SOURCE DATA:
PR #516, opened 2018-12-01
ISSUE-517 Fix concurrent schema version adds.

### LINKED ISSUE #517: Allow multiple concurrent schema version creations by blocking individual requests
When a schema version is to be added we query the database to get the latest schema version's version number, increment the value and it becomes the new schema version's version number. Currently, only one client is allowed to create a version and other concurrent requests are received an error and they should retry again.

WHAT TO WORK ON:
Transcribe the opening lines of the listing exactly, please. Stop after the line that contains "### LINKED ISSUE".

WRITTEN ANSWER:
PR #516, opened 2018-12-01
ISSUE-517 Fix concurrent schema version adds.

### LINKED ISSUE #517: Allow multiple concurrent schema version creations by blocking individual requests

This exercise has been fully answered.